You are wrong. Very few things in recent book have become massively over powered. In fact you are talking to the guy who uses strength three archers to great effect and my little T3 heroes as well.


----------

In General all of these views about how the new codex is the best, is in my opinion, not the case. In ten years I have not found an army that is made unbeatable by virture of its book.

Ancient Tiel' a fier - edit - Every one is entitled to there own view.


----------



## Green Knight (Feb 25, 2008)

Thank for the info Falsegods


----------



## Drachaos (Apr 10, 2008)

I'll have to agree with False here, I'm a wood elf player, albeit new to the game, but str 3 bows on my scounts and riders works well to a high effciency.

In regards to daemons, yeah they can be sick, but range is where they lack most, and with WE i do have the upper hand on that


----------



## Hespithe (Dec 26, 2006)

Personally, I don't have a problem with 'most' of the new bits and bobs found in the army books... I just have a problem with individual codecis that completely alter the basic rules of the game... like the number of core or special units permitted at 2K, or the point value amount of additional magical items/abilities per character, etc. The basics of the game, IMHO, need to stay constant throughout all areas of the game.

Just my opinion.


----------



## Darkangeldentist (Oct 31, 2007)

I've still to get a good look at the Dark elves and only got my first couple of games against Daemons the other day. (Had a better look at their book though.) However I play with undead so am in a better position to talk about them.
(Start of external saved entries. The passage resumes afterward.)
PR #30448, opened 2023-05-04
Boost: Update Minify to include latest page optimize updates

dilirity:
## Proposed changes:

* During the migration of Page Optimize into Boost, there were some updates made to [Page Optimize's codebase](https://github.com/Automattic/page-optimize/commits/master). This PR adds those changes to Minify.

### Other information:

## Jetpack product discussion

p1683185893703879-slack-C016BBAFHHS

n/a

## Testing instructions:

* Install the plugin;
* Turn on debugging;
* Turn on CSS/JS concatenate;
* View a few pages to generate cache;
* Check logs to make sure there are no Minify related warnings/notices.

### DIFF
--- a/projects/plugins/boost/app/lib/minify/functions-service.php
+++ b/projects/plugins/boost/app/lib/minify/functions-service.php
@@ -235,7 +235,7 @@ function jetpack_boost_page_optimize_build_output() {
 			if ( 0 === strpos( $buf, '@charset' ) ) {
 				preg_replace_callback(
 					'/(?P<charset_rule>@charset\s+[\'"][^\'"]+[\'"];)/i',
-					function ( $match ) use ( $pre_output ) {
+					function ( $match ) use ( &$pre_output ) {
 						if ( 0 === strpos( $pre_output, '@charset' ) ) {
 							return '';
 						}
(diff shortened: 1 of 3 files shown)


thingalon (approved):

thingalon (dismissed):

projects/plugins/boost/app/lib/minify/functions-service.php
```diff
@@ -238,7 +238,7 @@ function jetpack_boost_page_optimize_build_output() {
 					function ( $match ) {
 						global $pre_output;
 
-						if ( 0 === strpos( $pre_output, '@charset' ) ) {
+						if ( 0 === strpos( (string) $pre_output, '@charset' ) ) {
```
pyronaur: I think a guard clause for non-strings would be better here

pyronaur (changes requested):

projects/plugins/boost/app/lib/minify/functions-service.php
dilirity: I've reworked how the variable is used in aff554fb6b5d1a2c21116df82d3c8456db55e98a, so casting is no longer necessary.

pyronaur (dismissed):

pyronaur (approved):

PR #30450, opened 2023-05-04
WP Super Cache: make preload faster and more robust

donnchawp:
The preload function in WP Super Cache allows a website owner to prime the cache on their site by creating cache files for all the taxonomy archives (first page), pages, and posts. It does this by fetching each page separately.

* Instead of getting 100 pages at a time, it will request 10 instead. This is because some sites are very slow or have pages that are slow to generate. If you're using FastCGI then set_time_limit() doesn't reset the read timeout.
* It will preload all taxonomies first now. This avoids a problem where you have lots of taxonomies and not enough posts to run the preload loop enough times to preload everything. The preload loop used to run on the number of posts on the site.
* I removed many pauses as it's only 10 pages per preload loop now, fetched sequentially, with a 3 second pause in between.
* The preload notification JS only requests every 3 seconds now as there's a 3 second wait between jobs, it avoids requesting a notification with the same filename over and over again.

https://wordpress.org/support/topic/preload-mode-skips-caching-pages-or-deletes-already-cached-pages/#post-16706554

## Testing instructions:
You can copy wp-cache.php from this branch into a live site. Also copy inc/preload-notifcation.js but that was a very minor change.
Run a preload and note that taxonomies are cached first.

### Other information:

No


projects/plugins/super-cache/wp-cache.php
```diff
@@ -3214,10 +3212,16 @@ function wp_cron_preload_cache() {
...
+			$preload_more_taxonomies = false;
+
 			foreach( $taxonomies as $taxonomy => $path ) {
 				$taxonomy_filename = $cache_path . "taxonomy_" . $taxonomy . ".txt";
-				if ( $c == 0 )
+
+				if ( ! get_transient( 'taxonomy_preload' ) ) {
 					@unlink( $taxonomy_filename );
+				}
+				set_transient( 'taxonomy_preload', 1, 600 );
```
thingalon, line 3242: I think it would be worth adding a comment explaining the purpose of `'taxonomy_preloead'` to make this code easier to understand on future reads.

projects/plugins/super-cache/wp-cache.php
```diff
@@ -3271,14 +3275,39 @@ function wp_cron_preload_cache() {
...
+				) {
+					$preload_more_taxonomies = true;
+				}
+			}
+
+			if ( $preload_more_taxonomies === true ) {
+				if ( defined( 'DOING_CRON' ) ) {
+					wp_cache_debug( 'wp_cron_preload_cache: scheduling the next taxonomy preload in 3 seconds.' );
+					wp_schedule_single_event( time() + 3, 'wp_cache_preload_hook' );
+					wp_delete_file( $mutex );
```
thingalon: Is it worth taking this opportunity to move the scheduling and mutex stuff into its own function, to separate it from the work of preloading - to make the code easier to maintain in future?

projects/plugins/super-cache/wp-cache.php
```diff
@@ -3271,14 +3275,39 @@ function wp_cron_preload_cache() {
...
 		}
 	}
 
+	update_option(
+		'preload_cache_counter',
+		array(
+			'c' => ( $c + 10 ),
+			't' => time(),
+		)
+	);
```
thingalon: It would also be neat to make less code need to understand the difference between `'c'` and `'t'` in the preload option.

projects/plugins/super-cache/wp-cache.php
```diff
@@ -3294,7 +3323,8 @@ function wp_cron_preload_cache() {
 			$page_on_front = $page_for_posts = 0;
 		}
 		if ( $wp_cache_preload_email_me && $wp_cache_preload_email_volume == 'many' )
-			wp_mail( get_option( 'admin_email' ), sprintf( __( '[%1$s] Refreshing posts from %2$d to %3$d', 'wp-super-cache' ), home_url(), $c, ($c+100) ), ' ' );
+		/* translators: 1: home url, 2: start post id, 3: end post id */
+			wp_mail( get_option( 'admin_email' ), sprintf( __( '[%1$s] Refreshing posts from %2$d to %3$d', 'wp-super-cache' ), home_url(), $c, ( $c + 10 ) ), ' ' );
```
thingalon: Might be worth making a constant / define / variable which sets the size of preloads, so that:
a) Each instance of `10` or `100` in code is easier to understand because it will be a label like `PRELOAD_POST_COUNT`, and 
b) Any changes in future to preload size become easier.

thingalon (commented):
I hope you don't mind, but I have some suggestions for changes we can make now while in this bit of code which will push us towards a more maintainable codebase :)

projects/plugins/super-cache/wp-cache.php
donnchawp: Good point. I added comments above this line explaining what it does, which I hope helps, but the code could be tightened up a bit - when the preload is cancelled in either loop, the code is duplicated. I'll put that in it's own function.

projects/plugins/super-cache/wp-cache.php
donnchawp: Good idea. Just added that!

projects/plugins/super-cache/wp-cache.php
donnchawp: Done!

projects/plugins/super-cache/wp-cache.php
thingalon: Thanks. I think that helps. I would like to move it all into a couple of functions that know how to deal with that data, but we can make that a separate PR. :)

thingalon (approved):
Looks good to me :) let's merge it

PR #30458, opened 2023-05-04
My Jetpack: Remove icon from plugin activation action in product card

### LINKED ISSUE #30395: My Jetpack: improve icon choice for the action menu options
We need to review the icon choice on the action menu to make sure they are helping the user:

- showing the Manage action menu with the external icon seems confusing
- the checkmark next to “Activate plugin” can be confused with a toggle which is currently on; the user may think it is telling that the plugin is active, and that clicking it would deactivate it

Context:

- pedxs5-ck-p2

dhasilva:
Fixes #30395

## Proposed changes:

* Just removes the icon for now. There is no state where there are more than one action, including the `Activate` action, so the center text alignment does not contrast with other options.
* The `Manage` action was removed entirely in a previous PR.

### Other information:

## Testing instructions:

* Go to My Jetpack with Search, VideoPress or Social plugin installed, but not activated
* Check that the Activation action in the actions menu does not have an icon

### DIFF
--- a/projects/packages/my-jetpack/_inc/components/product-card/index.jsx
+++ b/projects/packages/my-jetpack/_inc/components/product-card/index.jsx
@@ -1,7 +1,7 @@
 import { Button, Text } from '@automattic/jetpack-components';
 import { Dropdown } from '@wordpress/components';
 import { __ } from '@wordpress/i18n';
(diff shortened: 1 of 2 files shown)


retrofox (approved):
LGTM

Undead are quite evil. Some combo's are just wrong. However once you know what's what there are plenty of means to combat them. Wraiths are awesome until they come up against something that can hurt them, when they suddenly don't look so good. Similar story with blood knights. If you can kill them they aren't all that scary, if you can't and have nothing to bait them with then you'll want to cry.

(The most shocking combat I've had with bloodknights was getting rear charged by grail knights with general and battle standard and wiping the brettonians out. Corpse cart is evil, always strikes first undead?!) 
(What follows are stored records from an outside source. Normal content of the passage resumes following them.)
PR #30469, opened 2023-05-04
Fix link area glith on forms dashboard

### LINKED ISSUE #30330: JP Forms - WP-Admin Form Responses - optimizing link space for source column
Originally [reported here](pcsBup-1aJ-p2#comment-417):

> It would seem that one gets redirected to the form’s page even when clicking next to the link, elsewhere on the row. See the screencast below in Google Chrome:

The link on the source column takes the full width of the column. That can be confusing as the full row in most places is for selecting the row, to see the details in the right panel. 

The link should be limited to just the text.

Image

ice9js:
Fixes #30330.

## Proposed changes:

This fixes an issue where the hitbox for source links on the forms dashboard response list takes up the entire column width, even if the text is shorter. After the change, it should only cover the actual text.

### Other information:

## Jetpack product discussion

pcsBup-1aJ-p2#comment-417

No.

## Testing instructions:

- Go to `/wp-admin/admin.php?page=jetpack-forms`
- The links in the source column should only trigger when clicking on the text.
- When clicking outside of the text but swill within the source column, it should only select that response.
- Overflow ellipsis should still work as expected on narrower screens.

### DIFF
--- a/projects/packages/forms/changelog/fix-forms-dashboard-link-area
+++ b/projects/packages/forms/changelog/fix-forms-dashboard-link-area
@@ -1,0 +1,4 @@
+Significance: patch
+Type: fixed
+
+Fixed the hitbox for the source link on the forms dashboard response list.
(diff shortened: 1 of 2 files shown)


CGastrell (approved):
Works nicely! Thanks Kuba :shipit:

PR #30470, opened 2023-05-04
CRM: Resolves 3081 - expand log types that update Last Contacted timestamp

tbradsha:
Resolves Automattic/zero-bs-crm#3081 - expand log types that update Last Contacted timestamp

## Proposed changes:

Being a CRM, it's important that the "Last Contacted" date is accurate. Our system updates that when a specific log type is added against a contact. This PR updates those types to include Facebook, Tweet, Feedback, and a new "Other contact" log type, so that now the following log types will update the last contacted timestamp:

`public $contact_log_types = array( 'call', 'email', 'mail', 'meeting', 'feedback', 'invoice__sent', 'quote__sent', 'feedback', 'tweet', 'facebook_post', 'other_contact' );`

I also:

* updated the above array to use keys instead of friendly names, as previously the code was trying to lowercase+compare to keys, but this didn't match when there were spaces or special chars
* chopped some red herring code that was outdated
* fixed a bug that occurred when trying to submit two logs in a row

This became a coding standards rabbit hole; sorry in advance to anyone reviewing. Logic should have remained largely untouched (other than the first point above and an obsolete DAL check I removed).

### Other information:

## Testing instructions:

1. Create a contact.
2. Pull up the contact's `zbsc_lastcontacted` value in the database.
3. Add a "Note" log to the contact. Observe the database value.
4. Add an "Email" log to the contact. Observe the database value.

Daemons are absolutely horrible if you don't have any shooting. I hate the icons (with a passion), 50pts for a banner that can cripple an enemy magic phase is just ugly. I had the misfortune to come up against a big unit of flamers who mauled me horribly. (He was admittedly very lucky with the number of shots, 20+.)

I need a lot more practice against them befoe I claim them to overpowered though. I can see them falling very flat against elves. (Particularly tzeentch and a lot of the special characters with flaming attacks. Dragon armour being what it is.)


----------